• _YOUR OBJECTIVE_
Everything in the data that follows has to be repeated verbatim.

• _DATASET ENTRIES_
PR #1041, opened 2022-01-24
`isRendered`: Consider fallback content (descendant of media elements) as not rendered

### LINKED ISSUE #1017: `isVisible` should not consider descendants of media elements as visible
```html
<video src="foo">
  Hello
</video>
```
The text is only used for legacy browsers without support for `<video>` and isn't visible otherwise. Since all major browsers currently support the element, we should consider the text as invisible.
Other media elements are likely affected in the same way.

elenamongelli:
Resolves #1017

### DIFF
--- a/packages/alfa-rules/src/common/predicate/is-fallback.ts
+++ b/packages/alfa-rules/src/common/predicate/is-fallback.ts
@@ -6,17 +6,19 @@ const { not, or } = Predicate;
 const { and } = Refinement;
 const { isElement, hasName } = Element;
 
-// https://html.spec.whatwg.org/multipage/#the-video-element
-// https://html.spec.whatwg.org/multipage/#the-audio-element
+/**
+ * https://html.spec.whatwg.org/multipage/#the-video-element
+ * https://html.spec.whatwg.org/multipage/#the-audio-element
+ */
 
 // Children of <iframe>, <audio>, <video> elements act as fallback content in legacy user
-// agents and should therefore never be considered rendered.
-/**
- * 
- */
+// agents.
+
 export const isFallback = or(
   hasParentName("iframe"),
   and(
+    //<Track> and <source> children of audio and video are allowed by the content model of
+    // both. Thus, they will be not act as fallback
     hasParentName("audio", "video"),
     not(and(isElement, hasName("track", "source")))
   )
--- a/packages/alfa-rules/src/common/predicate/is-fallback.ts
+++ b/packages/alfa-rules/src/common/predicate/is-fallback.ts
@@ -1,3 +1,4 @@
+/// <reference lib="dom" />
 import { Element, Node } from "@siteimprove/alfa-dom";
 import { Predicate } from "@siteimprove/alfa-predicate";
 import { Refinement } from "@siteimprove/alfa-refinement";
--- a/packages/alfa-rules/src/common/predicate/is-fallback.ts
+++ b/packages/alfa-rules/src/common/predicate/is-fallback.ts
@@ -1,4 +1,3 @@
-/// <reference lib="dom" />
 import { Element, Node } from "@siteimprove/alfa-dom";
 import { Predicate } from "@siteimprove/alfa-predicate";
 import { Refinement } from "@siteimprove/alfa-refinement";
@@ -18,7 +17,7 @@ const { isElement, hasName } = Element;
 export const isFallback = or(
   hasParentName("iframe"),
   and(
-    //<Track> and <source> children of audio and video are allowed by the content model of
+    // <track> and <source> children of audio and video are allowed by the content model of
     // both. Thus, they will be not act as fallback
     hasParentName("audio", "video"),
     not(and(isElement, hasName("track", "source")))
--- a/packages/alfa-rules/src/common/predicate/is-fallback.ts
+++ b/packages/alfa-rules/src/common/predicate/is-fallback.ts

• _ANSWER BOX_
PR #1041, opened 2022-01-24
`isRendered`: Consider fallback content (descendant of media elements) as not rendered

### LINKED ISSUE #1017: `isVisible` should not consider descendants of media elements as visible
```html
<video src="foo">
  Hello
</video>
```
The text is only used for legacy browsers without support for `<video>` and isn't visible otherwise. Since all major browsers currently support the element, we should consider the text as invisible.
Other media elements are likely affected in the same way.

elenamongelli:
Resolves #1017

### DIFF
--- a/packages/alfa-rules/src/common/predicate/is-fallback.ts
+++ b/packages/alfa-rules/src/common/predicate/is-fallback.ts
@@ -6,17 +6,19 @@ const { not, or } = Predicate;
 const { and } = Refinement;
 const { isElement, hasName } = Element;
 
-// https://html.spec.whatwg.org/multipage/#the-video-element
-// https://html.spec.whatwg.org/multipage/#the-audio-element
+/**
+ * https://html.spec.whatwg.org/multipage/#the-video-element
+ * https://html.spec.whatwg.org/multipage/#the-audio-element
+ */
 
 // Children of <iframe>, <audio>, <video> elements act as fallback content in legacy user
-// agents and should therefore never be considered rendered.
-/**
- * 
- */
+// agents.
+
 export const isFallback = or(
   hasParentName("iframe"),
   and(
+    //<Track> and <source> children of audio and video are allowed by the content model of
+    // both. Thus, they will be not act as fallback
     hasParentName("audio", "video"),
     not(and(isElement, hasName("track", "source")))
   )
--- a/packages/alfa-rules/src/common/predicate/is-fallback.ts
+++ b/packages/alfa-rules/src/common/predicate/is-fallback.ts
@@ -1,3 +1,4 @@
+/// <reference lib="dom" />
 import { Element, Node } from "@siteimprove/alfa-dom";
 import { Predicate } from "@siteimprove/alfa-predicate";
 import { Refinement } from "@siteimprove/alfa-refinement";
--- a/packages/alfa-rules/src/common/predicate/is-fallback.ts
+++ b/packages/alfa-rules/src/common/predicate/is-fallback.ts
@@ -1,4 +1,3 @@
-/// <reference lib="dom" />
 import { Element, Node } from "@siteimprove/alfa-dom";
 import { Predicate } from "@siteimprove/alfa-predicate";
 import { Refinement } from "@siteimprove/alfa-refinement";
@@ -18,7 +17,7 @@ const { isElement, hasName } = Element;
 export const isFallback = or(
   hasParentName("iframe"),
   and(
-    //<Track> and <source> children of audio and video are allowed by the content model of
+    // <track> and <source> children of audio and video are allowed by the content model of
     // both. Thus, they will be not act as fallback
     hasParentName("audio", "video"),
     not(and(isElement, hasName("track", "source")))
--- a/packages/alfa-rules/src/common/predicate/is-fallback.ts
+++ b/packages/alfa-rules/src/common/predicate/is-fallback.ts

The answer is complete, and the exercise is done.